As far as the release goes. I can't recommend a stan shootoff enough. Phenomenal release with more adjustment that any man would ever need. Before it I shot a carter simple 1. Upon first switching I thought I made a mistake. Honestly, between the 2 there is no bad choice. If you have big hands and fingers, the chocolate lite or chocolate addiction deserves a good look as well. I tried a couple 4 finger releases and they just didn't feel right to me. I see more guys shooting a 3 finger Than I do a 4 finger. If I'm not mistaken there's a hand held that allows you to change between a 3 and 4 finger, (excuse maybe). This might be a good starting point just to get a feel of if you prefer a 3 or 4 finger release. The stan shootoff trio i use had a groove cut out on the end of the handle to comfortably rest your ring finger. Just another example of how in hunting and archery the simplest ideas are often most appreciated.

If I'm in the woods I can estimate yardage close enough to make the shot to 40 yards every time but them field shots can be tricky. I'm definitely going to be looking into another range finder.

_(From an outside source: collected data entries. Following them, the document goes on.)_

PR #307, opened 2017-07-18
docker: loop auth handlers instead of using just one

runcom:
As already done docker-side at
https://github.com/moby/moby/blob/master/vendor/github.com/docker/distribution/registry/client/auth/session.go#L98

@mtrmac PTAL this fixes https://github.com/projectatomic/skopeo/issues/375

### DIFF
--- a/docker/docker_client.go
+++ b/docker/docker_client.go
@@ -308,31 +308,33 @@ func (c *dockerClient) setupRequestAuth(req *http.Request) error {
 	if len(c.challenges) == 0 {
 		return nil
 	}
-	// assume just one...
-	challenge := c.challenges[0]
-	switch challenge.Scheme {
-	case "basic":
-		req.SetBasicAuth(c.username, c.password)
-		return nil
-	case "bearer":
-		if c.token == nil || time.Now().After(c.tokenExpiration) {
-			realm, ok := challenge.Parameters["realm"]
-			if !ok {
-				return errors.Errorf("missing realm in bearer auth challenge")
+	for _, challenge := range c.challenges {
+		switch challenge.Scheme {
+		case "basic":
+			req.SetBasicAuth(c.username, c.password)
+			return nil
+		case "bearer":
+			if c.token == nil || time.Now().After(c.tokenExpiration) {
+				realm, ok := challenge.Parameters["realm"]
+				if !ok {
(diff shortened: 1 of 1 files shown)


docker/docker_client.go
```diff
@@ -308,31 +308,33 @@ func (c *dockerClient) setupRequestAuth(req *http.Request) error {
...
-			c.tokenExpiration = token.IssuedAt.Add(time.Duration(token.ExpiresIn) * time.Second)
+			req.Header.Set("Authorization", fmt.Sprintf("Bearer %s", c.token.Token))
+			return nil
+		default:
+			logrus.Debugf("no handler for %s authentication", challenge.Scheme)
 		}
-		req.Header.Set("Authorization", fmt.Sprintf("Bearer %s", c.token.Token))
-		return nil
 	}
-	return errors.Errorf("no handler for %s authentication", challenge.Scheme)
```
rhatdan: Shouldn't this still be a failure?  If it found no successfull authorization/Authentication?

runcom: seems like the original docker/distribution threats "no handler" as "do not auth this call" which sounds fine and actually fix this.

mtrmac: I guess it can't _hurt_ to try making the request without authentication, but it would be nice to log that only unsupported challenges (and a list?), using a non-debug level (info?) at this point.

runcom: mmm alright, what do you want in the info log then?

mtrmac: …that only unsupported challenges were sent by the server.

mtrmac: Something like
```go
logrus.Infof("None of the challenges sent by server (%s) are supported", strings.Join(schemeList, ", "))
```
with schemeList a list of the `challenge.Scheme` values collected throughout the loop, perhaps?

mtrmac:
:+1:

This works as is, though I’d be happier with logging of unsupported challenges as discussed above.

runcom:
LGTM

docker/docker_client.go
runcom: I'll defer this to a follow up since I'm updating c/image in docker and I would like to see this

mtrmac: #308

PR #309, opened 2017-07-18
Add LoadTarManifest to get the manifest from docker-archive

umohnani8:
Need it in kpod pull and kpod load. These commands need all the manifests, so took out the length checking block from loadTarManifest.

### DIFF
--- a/docker/tarfile/src.go
+++ b/docker/tarfile/src.go
@@ -145,23 +145,28 @@ func (s *Source) ensureCachedDataIsPresent() error {
 		return err
 	}
 
+	// Check to make sure length is 1
+	if len(tarManifest) != 1 {
+		return errors.Errorf("Unexpected tar manifest.json: expected 1 item, got %d", len(tarManifest))
+	}
+
 	// Read and parse config.
-	configBytes, err := s.readTarComponent(tarManifest.Config)
+	configBytes, err := s.readTarComponent(tarManifest[0].Config)
 	if err != nil {
 		return err
 	}
 	var parsedConfig image // Most fields ommitted, we only care about layer DiffIDs.
 	if err := json.Unmarshal(configBytes, &parsedConfig); err != nil {
-		return errors.Wrapf(err, "Error decoding tar config %s", tarManifest.Config)
+		return errors.Wrapf(err, "Error decoding tar config %s", tarManifest[0].Config)
 	}
 
-	knownLayers, err := s.prepareLayerData(tarManifest, &parsedConfig)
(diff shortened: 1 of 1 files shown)


umohnani8:
@rhatdan PTAL

rhatdan:
We are going to need similar functionality to this to get the tags out of the oci image spec.

docker/tarfile/src.go
```diff
@@ -180,10 +180,12 @@ func (s *Source) loadTarManifest() (*manifestItem, error) {
 	if err := json.Unmarshal(bytes, &items); err != nil {
 		return nil, errors.Wrap(err, "Error decoding tar manifest.json")
 	}
-	if len(items) != 1 {
-		return nil, errors.Errorf("Unexpected tar manifest.json: expected 1 item, got %d", len(items))
```
mtrmac: This check should remain in place when using `Source` as a `types.ImageSource` backend.

docker/tarfile/src.go
```diff
@@ -180,10 +180,12 @@ func (s *Source) loadTarManifest() (*manifestItem, error) {
...
-	}
-	return &items[0], nil
+	return items, nil
+}
+
+// LoadTarManifest loads and decodes the manifest.json
+func (s *Source) LoadTarManifest() ([]manifestItem, error) {
```
mtrmac: Is it acceptable to return a private type from a public function? AFAIK the caller won’t be able to refer to the type in parameter/return value declarations.

(If it works for you, fine; just make sure that it does.)

rhatdan: It is working in her current code.

docker/tarfile/src.go
rhatdan: Can we move it to the other function? The only one that calls this?  Then we would only have one loadmanafest function.

docker/tarfile/src.go
umohnani8: Yup it works fine. I looked it up and a private type can be accessed from an exported function, but the private type can't be created outside its own package.

mtrmac:
:+1:

docker/tarfile/src.go
umohnani8: @mtrmac I added the error check in ensureCachedDataIsPresent() after loadTarManifest() is being called.

mtrmac: That’s better, sure.

rhatdan:
@runcom PTAL

runcom:
LGTM

PR #310, opened 2017-07-19
Make docker/tarfile.manifestItem public

mtrmac:
Otherwise lint fails on Fedora 24:
> …/docker/tarfile/src.go:192:37: exported method LoadTarManifest returns unexported type []tarfile.manifestItem, which can be annoying to use

(Yes, #309 did pass tests. I don’t know what makes the difference. Anyway, I need the warning to go away to keep my workflow clean.)

This should not affect users of #309 because they were not able to name the type before anyway.


TomSweeneyRedHat:
LGTM

rhatdan:
LGTM

runcom:
LGTM

Issue #306, opened 2017-07-13
oci transport will remove existing images


cyphar:
If you try to have a multi-tag image with `skopeo` (by copying to different tags), then it will delete old tags. I also have a feeling that manifests without tags will be _really_ broken. You can verify this fairly trivially by doing:

```
% skopeo copy docker://opensuse/amd64:42.2 oci:opensuse:latest
% skopeo copy docker://opensuse/amd64:42.1 oci:opensuse:42.1
% jq . opensuse/index.json
{
  "schemaVersion": 2,
  "manifests": [
    {
      "mediaType": "application/vnd.oci.image.manifest.v1+json",
      "digest": "sha256:6842a022e2395f4d03350f5917908b4efc1aa80c302990dc74a577ebd7df0bff",
      "size": 349,
      "annotations": {
        "org.opencontainers.image.ref.name": "42.1"
      },
      "platform": {
        "architecture": "amd64",
        "os": "linux"
      }
    }
  ]
}
```

I'll investigate this later. I found this while trying to increase umoci's testing.

cyphar:
For reference, IMO this should be handled in a similar way to umoci's `oci/casext.UpdateReference` implementation.

cyphar:
I believe this is related to projectatomic/skopeo#369.

mtrmac:
I don’t think this is https://github.com/projectatomic/skopeo/issues/369 ; it’s just that `ociDestination.Commit` ignores any pre-existing index and overwrites it with a single-manifest index for the just written manifest. That’s not intentional, contributions to fix this would be welcome.

(Also discussed in https://github.com/containers/image/issues/155 .)

rhatdan:
@mtrmac @cyphar Is this still an issue,  Just going through old issues and trying to clean them up.

mtrmac:
This was fixed in https://github.com/containers/image/pull/326 ; when a tag is specified, only that image in the index is added/replaced without affecting other tags.  (When no tag is specified, it seems that the first untagged image or image with an empty tag is added/replaced.)

(Note that this does not allow multi-arch images, with the various architectures sharing a tag, yet; see #400 for some work in that direction.)

PR #313, opened 2017-07-20
Add fixes to newImageDestination to allow kpod save to write to a file when stdout is redirected

umohnani8:
Need this fix for kpod load so that stdout can write to a file when redirected. Checks if the file exists and is empty first as the file is created then written to.

### DIFF
--- a/docker/archive/dest.go
+++ b/docker/archive/dest.go
@@ -19,15 +19,24 @@ func newImageDestination(ctx *types.SystemContext, ref archiveReference) (types.
 	if ref.destinationRef == nil {
 		return nil, errors.Errorf("docker-archive: destination reference not supplied (must be of form <path>:<reference:tag>)")
 	}
-	fh, err := os.OpenFile(ref.path, os.O_WRONLY|os.O_EXCL|os.O_CREATE, 0644)
+
+	// ref.path can be either a pipe or a regular file
+	// in the case of a pipe, we require that we can open it for write
+	// in the case of a regular file, we don't want to overwrite any pre-existing file
+	// so we check for Size() == 0 below (This is racy, but using O_EXCL would also be racy,
+	// only in a different way. Either way, it’s up to the user to not have two writers to the same path.)
+	fh, err := os.OpenFile(ref.path, os.O_WRONLY|os.O_CREATE, 0644)
 	if err != nil {
-		// FIXME: It should be possible to modify archives, but the only really
-		//        sane way of doing it is to create a copy of the image, modify
-		//        it and then do a rename(2).
-		if os.IsExist(err) {
-			err = errors.New("docker-archive doesn't support modifying existing images")
-		}
-		return nil, err
+		return nil, errors.Wrapf(err, "error opening file %q", ref.path)
+	}
+
+	fhStat, err := fh.Stat()
+	if err != nil {
+		return nil, errors.Wrapf(err, "error statting file %q", ref.path)
+	}
+
+	if fhStat.Mode().IsRegular() && fhStat.Size() != 0 {
+		return nil, errors.New("docker-archive doesn't support modifying existing images")
 	}
 
 	return &archiveImageDestination{


rhatdan:
This patch fixes the issue where a user executes
kpod save > fedora.tar
In this situation the bash command creates an empty file, which the image layer should not reject.

docker/archive/dest.go
```diff
@@ -19,17 +19,32 @@ func newImageDestination(ctx *types.SystemContext, ref archiveReference) (types.
...
+			//        it and then do a rename(2).
+			if os.IsExist(err) {
+				err = errors.New("docker-archive doesn't support modifying existing images")
+			}
+			return nil, err
+		}
+	} else {
+		fhStat, err := fh.Stat()
+		if err != nil {
+			return nil, err
```
rhatdan: Probably should wrap this err with some more useful message.
errors.Wrapf(err, "docker-archive file %v can not be stat'd", ref.path)

docker/archive/dest.go
```diff
@@ -19,17 +19,32 @@ func newImageDestination(ctx *types.SystemContext, ref archiveReference) (types.
 	if ref.destinationRef == nil {
 		return nil, errors.Errorf("docker-archive: destination reference not supplied (must be of form <path>:<reference:tag>)")
 	}
-	fh, err := os.OpenFile(ref.path, os.O_WRONLY|os.O_EXCL|os.O_CREATE, 0644)
+	// tries to open a file first to accomodate for load when using stdout
+	// as the file is created first then written to
+	// if the file doesn't exist then it creates a new file for exclusive use
+	// if the file exists, it checks to ensure the size is 0
```
mtrmac: “to accomodate for load” is difficult to understand for me as a non-native speaker.

(In general, don’t write comments describing what every line does; that should be obvious from the code, and such comments are over time more likely to become obsolete and misleading than to be helpful; instead, write comments saying what is the code trying to do, most importantly the situation/problem (“Note that this needs to account for $this_weird_case”), and, if non-obvious, the solution.)

docker/archive/dest.go
```diff
@@ -19,17 +19,32 @@ func newImageDestination(ctx *types.SystemContext, ref archiveReference) (types.
...
+		}
+	} else {
+		fhStat, err := fh.Stat()
+		if err != nil {
+			return nil, err
 		}
-		return nil, err
-	}
 
+		if fhStat.Size() > 0 {
```
mtrmac: Awkwardly, AFAICT it is not actually documented anywhere that `struct stat.st_size` has any particular value for pipes and FIFOs. I guess this could explicitly check for `(fhStat.Mode()&ModeType) == ModeNamedPipe || (fhStat.Mode().IsRegular() && fhStat.Size() == 0)` or something like that.

docker/archive/dest.go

Can't afford swaros but I definitely want to find something better than the nikon and steiner I've been running the past few years. Been looking at meopta (rifle scopes I run), vortex viper, and zen ray ed3.

once again, I can't Thank you enough for this thread. Best thread I've stumbled across in my 3 years of being a member here. Not very often ya see a thread where somebody don't run their mouth. This is what it's all about right here .

Thank you


----------



## jvonbank (Apr 2, 2003)

Thanks for sharing your adventure Maximus; it was entertaining and very well written! If you're going to be upgrading your rangefinder, have you considered going with a Leica Geovid combo bino/rangefinder? I have had one of them in 10x42 and it is incredibly convenient to have them both in one unit. The glass in them is top-notch and like you said the red display is awesome in low light conditions. I would consider mine the best piece of hunting gear I have ever purchased.


----------



## Maxemus (May 20, 2013)

jvonbank said:


> Thanks for sharing your adventure Maximus; it was entertaining and very well written! If you're going to be upgrading your rangefinder, have you considered going with a Leica Geovid combo bino/rangefinder? I have had one of them in 10x42 and it is incredibly convenient to have them both in one unit. The glass in them is top-notch and like you said the red display is awesome in low light conditions. I would consider mine the best piece of hunting gear I have ever purchased.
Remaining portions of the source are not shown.